A Gambler’s Guide to Dying
Written and performed by Gary McNair. The Holden Street Theatres Edinburgh Award 2015 in association with Show and Tell and Gary McNair.Holden Street Theatres. February 9 – March 10 2016.
Reviewed by Peter Wilkins
There is a special bond between a
grandparent and a grandchild. And there
is something very personal and very special about Gary McNair’s performance of
his one man show, A Gambler’s Guide to
Dying. His performance is deeply personal, told through the eyes of the
grandson as he grows from the age of seven into a teenager, keeping vigil over
his dying grandad. Archie Campbell is a simple, ordinary Scotsman, with a
compulsion for gambling. “Everything is a gamble” he tells his young grandson.
There are only two guarantees in his eyes. You live and you die.

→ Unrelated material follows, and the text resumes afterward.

PR #664, opened 2026-02-28
chore: Use latest patches gradle plugin

brosssh:
### Description

This PR adds a new field in the generated `MANIFEST.MF` file in the bundle, the compatible patcher version. This is particular useful for external tools like [mine](https://github.com/brosssh/revanced-external-bundles) or URV, which needs to be aware of the patcher version used.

Gary McNair in A Gambler's Guide to Dying |
At his grandfather’s knee, the
young Campbell discovers the complex nature of an ordinary man who would be
extraordinary. He is a teller of stories, reliving the day he bet on the
winning team ,England, in the 1996 World
Cup and made a fortune of six hundred and twenty pounds and the fury of his
Scottish mates at the Iron Horse. Or the time he dived into the water and came
up with a salmon in his mouth. Or the time he fought off an assailant. Fact or
fantasy? Hero or rogue? Liar and cheat?
Where is the truth, and which is the lie? Who do we believe- a
grandfather whom we love and admire, or the boys at school and the teachers who
tell the young lad a different story?
Fast forward to 1998 and Archie
is diagnosed with pancreatic cancer and given a month to live. It’s reason
enough to take the greatest gamble and bet on his life, on the fact that he can
defy the odds and make the millennium. One hundred thousand pounds says he can
do it. Aunt Carol sees the money signs with greedy delight. The reporter hangs
out for a Rags to Riches story of the man who defied death. Doctors marvel at
the old man’s ability to defy the odds. And the grandson longs to be with his
grandad, share the old man’s passion for gambling, even though he hadn’t won
another bet since 1973, and hear still
the far-fetched tales of a life lived in hope.

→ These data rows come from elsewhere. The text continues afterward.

Issue #87, opened 2026-01-04
feat(YouTube): Hide "Related Videos/Recommended Videos" under current watching video


AkshayKanathur:
### Feature description

Please add a feature to hide Related / Recommended videos under current watching video 

### Motivation

Helpful to remove distraction. 

### Acknowledgements

- [x] I have checked all open and closed feature requests and this is not a duplicate
- [x] This is a feature request for YouTube or YT Music

LisoUseInAIKyrios:
Slightly different, but accomplishes the same thing:
`Player > Open videos in fullscreen portrait`

Can still use actions buttons, view comments, etc.

ghost:
These related videos under the player, and the posts that weave between them, are the only thing keeping Morphe from being a completely distraction-free app.

I know it's not easy, but any requests for this on past repos were ignored or dismissed, I'd love to finally see this become a reality (a reality *again*, since it was a YouTube update that broke it previously). Then I can finally stop using third party apps like PipePipe-X.

AngryHands:
It would be also useful to be able to remove the default "all" filter from the related frame. That could make the related videos useful as it could eliminate the need to return to the search results.

<details>

<img width="1080" height="2214" alt="Image" src="https://github.com/user-attachments/assets/a1f0fca8-0380-4fb5-8682-ce8c605e7e3a" />
</details>

AngryHands:
> Slightly different, but accomplishes the same thing: `Player > Open videos in fullscreen portrait`
> 
> Can still use actions buttons, view comments, etc.

Unfortunately, once I close the fullscreen video it is not possible to open the fullscreen video in portrait mode. The fullscreen video turns horizontal even while being viewed vertically and there is no way to rotate the video while being in fullscreen mode. The annoying related frame is visible one being exited out of the fullscreen mode to view comments etc.

AngryHands:
Being able to collapse the related frame would be very useful too (like hiding the preview comment of comments bar while having the access to the comments). I use this feature on desktop youtube site provided by open source for YouTube extension.

PR #685, opened 2026-03-02
feat(YouTube): Add `Hide releated videos` patch

inotia00:
### Description

Closes https://github.com/MorpheApp/morphe-patches/issues/87.

### Additional context

This PR's technical approach has several advantages over the RVX implementation (limiting the number of elements that can be drawn on screen) or using a custom filter (`video_lockup$relatedH`):

> [!Note]
> 1. The patch uses a proto parser to parse innerTube responses, which is the same technical approach YouTube uses to parse innerTube responses.
> 2. So there is no issue with related videos being hidden, or unintended elements being hidden.
> 3. The patch not only hides related videos, but also removes the ContinuationToken field, which prevents unnecessary spam API requests.
> 4. The proto parser's high performance minimizes client-side overhead, and since there are no unnecessary spam API requests, there's no server-side overhead.

_FYI: If related videos are hidden using a custom filter, the ContinuationToken field remains valid, resulting in numerous unnecessary spam API requests in a short period of time. This can lead to IP blocks by Google servers. For this reason, patches must be implemented using a proto parser, like this PR._

### Test results

### DIFF
--- a/extensions/youtube/src/main/java/app/morphe/extension/youtube/settings/Settings.java
+++ b/extensions/youtube/src/main/java/app/morphe/extension/youtube/settings/Settings.java
@@ -188,8 +188,8 @@ public class Settings extends SharedYouTubeSettings {
     public static final BooleanSetting HIDE_PLAYER_PREVIOUS_NEXT_BUTTONS = new BooleanSetting("morphe_hide_player_previous_next_buttons", FALSE, true);
     public static final BooleanSetting HIDE_QUICK_ACTIONS = new BooleanSetting("morphe_hide_quick_actions", FALSE);
     public static final BooleanSetting HIDE_QUICK_ACTIONS_RELATED_VIDEOS = new BooleanSetting("morphe_hide_quick_actions_related_videos", FALSE, parentNot(HIDE_QUICK_ACTIONS));
-    public static final BooleanSetting HIDE_RELATED_VIDEOS = new BooleanSetting("morphe_hide_related_videos", FALSE, true);
-    public static final BooleanSetting HIDE_RELATED_VIDEOS_OVERLAY = new BooleanSetting("morphe_hide_related_videos_overlay", FALSE, true);
+    public static final BooleanSetting HIDE_PLAYER_RELATED_VIDEOS = new BooleanSetting("morphe_hide_player_related_videos", FALSE, true);
+    public static final BooleanSetting HIDE_PLAYER_RELATED_VIDEOS_OVERLAY = new BooleanSetting("morphe_hide_player_related_videos_overlay", FALSE, true);
     public static final BooleanSetting HIDE_SUBSCRIBERS_COMMUNITY_GUIDELINES = new BooleanSetting("morphe_hide_subscribers_community_guidelines", TRUE);
     public static final BooleanSetting HIDE_TIMED_REACTIONS = new BooleanSetting("morphe_hide_timed_reactions", TRUE);
     public static final BooleanSetting HIDE_VIDEO_TITLE = new BooleanSetting("morphe_hide_video_title", FALSE);
--- a/patches/src/main/kotlin/app/morphe/patches/youtube/layout/hide/relatedvideos/HideRelatedVideosPatch.kt
+++ b/patches/src/main/kotlin/app/morphe/patches/youtube/layout/hide/relatedvideos/HideRelatedVideosPatch.kt
@@ -48,7 +48,7 @@ val hideRelatedVideosPatch = bytecodePatch(
 
     execute {
         PreferenceScreen.PLAYER.addPreferences(
-            SwitchPreference("morphe_hide_related_videos"),
+            SwitchPreference("morphe_hide_player_related_videos")
         )
 
         val continuationsField = with (WatchNextResponseParserFingerprint) {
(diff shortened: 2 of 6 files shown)


extensions/youtube/src/main/java/app/morphe/extension/youtube/settings/Settings.java
```diff
@@ -188,8 +188,9 @@ public class Settings extends SharedYouTubeSettings {
     public static final BooleanSetting HIDE_PLAYER_CONTROL_BUTTONS_BACKGROUND = new BooleanSetting("morphe_hide_player_control_buttons_background", FALSE, true);
     public static final BooleanSetting HIDE_PLAYER_PREVIOUS_NEXT_BUTTONS = new BooleanSetting("morphe_hide_player_previous_next_buttons", FALSE, true);
     public static final BooleanSetting HIDE_QUICK_ACTIONS = new BooleanSetting("morphe_hide_quick_actions", FALSE);
+    public static final BooleanSetting HIDE_QUICK_ACTIONS_RELATED_VIDEOS = new BooleanSetting("morphe_hide_quick_actions_related_videos", FALSE, parentNot(HIDE_QUICK_ACTIONS));
+    public static final BooleanSetting HIDE_RELATED_VIDEOS = new BooleanSetting("morphe_hide_related_videos", FALSE, true);
     public static final BooleanSetting HIDE_RELATED_VIDEOS_OVERLAY = new BooleanSetting("morphe_hide_related_videos_overlay", FALSE, true);
-    public static final BooleanSetting HIDE_RELATED_VIDEOS = new BooleanSetting("morphe_hide_related_videos", FALSE);
```
inotia00, line 191: The key `morphe_hide_related_videos` is already being used by another setting.

To minimize migration issues, it would be better to change the `morphe_hide_related_videos` key to something else.

patches/src/main/kotlin/app/morphe/patches/youtube/layout/hide/relatedvideos/HideRelatedVideosPatch.kt
```diff
@@ -0,0 +1,246 @@
...
+                    "V",
+                    AccessFlags.PRIVATE.value or AccessFlags.FINAL.value,
+                    annotations,
+                    null,
+                    MutableMethodImplementation(6),
+                ).toMutable().apply {
+                    addInstructionsWithLabels(
+                        0,
+                        """
+                            invoke-static { }, $EXTENSION_CLASS_DESCRIPTOR->hideRelatedVideos()Z
```
wchill, line 164: This is a long smali block, why can't this be done in Java?

inotia00: Among the subfields, there's an ElementRenderer field.

It appears the YouTube app calls the native library to parse the ElementRenderer field.

Therefore, rebuilding the parent field containing the ElementRenderer using a proto builder in the extension causes problems at the point where the native library is called (it's always replaced with the default instance).

Therefore, instead of using the proto builder, I chose to modify the YouTube field directly.

The subfields of ElementRenderer can be modified in the extension (another upcoming PR uses this approach).

> [!Note]
> 
> The InnerTube response received in proto format, when converted to a json file, is extremely large, exceeding 200MB.
> 
> Therefore, to reduce overhead, the YouTube app calls a native library.
>
> I haven't analyzed the native library, but it appears to directly reference the memory address instead of converting it to an object.

inotia00: On second thought, building the modified MessageLite class using proto builder failed, but if Java Reflection is used, the smali code can be reduced.

LisoUseInAIKyrios: Unless using reflections allows reducing smali to very little, I think it's better to keep it all in smali.

wchill: Another approach is you could always redeclare the necessary fields as public, then provide wrapper/stub code to set these in Java

LisoUseInAIKyrios: We can merge this now. It's working, and it may be unlikely we will change the smali logic soon. Can always refactor it later if desired.

extensions/youtube/src/main/java/app/morphe/extension/youtube/settings/Settings.java
LisoUseInAIKyrios: Can this new key be named `morphe_hide_player_related_videos`?

But any other name would work.

LisoUseInAIKyrios: Renamed to `morphe_hide_player_related_videos` and `morphe_hide_player_related_videos`

LisoUseInAIKyrios:
Will merge tomorrow if there's no new changes or concerns.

But Life is fickle and the end
can be cruel. The dream of turning a small fortune in 1966 into a real fortune
to bequeath as a legacy is just that – a dream. What harm is there in dreaming
of a different life, whether real or fantasized?
McNair’s one hour monologue is a
rite of passage to epiphany. It rings with the genuine quality of personal
reminiscence and wisdom borne of experience and understanding. Nair inhabits
the world of the grandfather with deep affection and a realization we shall
live on in the possessions and memories we leave behind and the genes we pass
on to our children. The Scottish performer echoes the words of the Welsh poet Dylan
Thomas, “Rage . Rage against the dying of the light “
McNair’s storytelling is engaging
and thought-provoking. I flinched and
felt for his throat slightly at the use of the guttural to create characters in
the pub, and I lost his words through the Scottish accent as he played towards upstage. These are minor quibbles at
a performance that was sensitive, alive , poignant and funny. The schoolgirl next to me looks at her watch.
Time passes too slowly and McNair’s message of playing as best you can with the
cards you’re dealt may be too premature for one whose life experiences are few
and much lies ahead for her to discover. There is laughter behind me, coming I
suspect from older members of the audience or school students amused and
entertained by McNair’s strong performance, character changes and amusing
anecdotes. We are drawn into the life of a simple man with an extraordinary
talent for tall tales and a grandson who loved a grandad unconditionally, a
grandad who, like most of us just want to be remembered. A Gambler’s Guide to Dying” will be remembered with fondness. It is
a story that all grandparents and their grandchildren share.